_WHAT YOU WILL DO:_ Each line of the records below that holds "consider" should be returned.

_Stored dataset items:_

PR #132, opened 2023-11-09
Tufgaben5 Aufgabe1: 1639024365 Aufgabe2: 6260

Reisii:


Exercises/TuNguyenXuan/Tufgaben5.py
```diff
@@ -0,0 +1,96 @@
...
+        return bagdict
+
+def count_of_bags(bag,bagdict):
+    count = 0
+    child = bagdict[bag].split(",")
+    for element in child:
+        numofelements = element[0]
+        if numofelements != "n":
+            count += int(numofelements)
+            for childcount in range(int(numofelements)):
```
fabischw, line 92: It looks like you're not using the childcount variable anywhere. You could use _ instead of childcount here (this is not mandatory though).

Exercises/TuNguyenXuan/Tufgaben5.py
```diff
@@ -0,0 +1,96 @@
...
+# You can find the ACTUAL input for this exercise under `data/input_sequence.txt`. For this
+# real input you should consider not only the 5 numbers, but the 25 numbers preceding.
+# Find the first number in this list which can not be expressed as a
+# sum of two numbers out of the 25 numbers before it.
+# Please make not of your result in the PR.
+
+
+
+
+with open('input_sequence.txt', 'r') as file:
```
fabischw, line 22: please use paths with the pathlib to access the files as the script you're providing does not have access to the files as they're located in a different folder.

Exercises/TuNguyenXuan/Tufgaben5.py
```diff
@@ -0,0 +1,96 @@
...
+
+def count_of_bags(bag,bagdict):
+    count = 0
+    child = bagdict[bag].split(",")
+    for element in child:
+        numofelements = element[0]
+        if numofelements != "n":
+            count += int(numofelements)
+            for childcount in range(int(numofelements)):
+                count_of_bags(element[1:], bagdict)
```
DrKeks1010, line 93: you should use count += count_of_bags(...) here, as you dont add the bags inside a subbag to the total count

Exercises/TuNguyenXuan/Tufgaben5.py
```diff
@@ -0,0 +1,96 @@
...
+    return count
+
+print(count_of_bags("shinygoldbag",get_bag_dict("input_bags.txt")))
```
fabischw, line 96: I do not know where you get the 6260 for the second task. Running your code 'as-is' this print statement prints out 7 (again, only after copying the necessary files from ../../data/).

Exercises/TuNguyenXuan/Tufgaben5.py
DrKeks1010, line 92: you might consider using
for _ in range(int(numodelements)):
here, so you are discarding the variable, as you are not using it

DrKeks1010 (changes requested):
Great solution. One small mistake.

fabischw (changes requested):
Your code does not yield the correct results 'as-is'. Please adjust the code to make it work without having to copy files and adjust the second task to print out the correct result.

Exercises/TuNguyenXuan/Tufgaben5.py
```diff
@@ -0,0 +1,96 @@
...
+
+
+
+with open('input_sequence.txt', 'r') as file:
+    list1 = []
+    for line in file:
+        list1.append(int(line))
+
+def unsummable(seq):
+    input = set(seq[:25])
```
ClasherKasten, line 28: Don't use a builtin function name as variable name.

ClasherKasten (changes requested):
Type annotations are missing.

_SOLVED EXERCISE:_
+# real input you should consider not only the 5 numbers, but the 25 numbers preceding.
DrKeks1010, line 92: you might consider using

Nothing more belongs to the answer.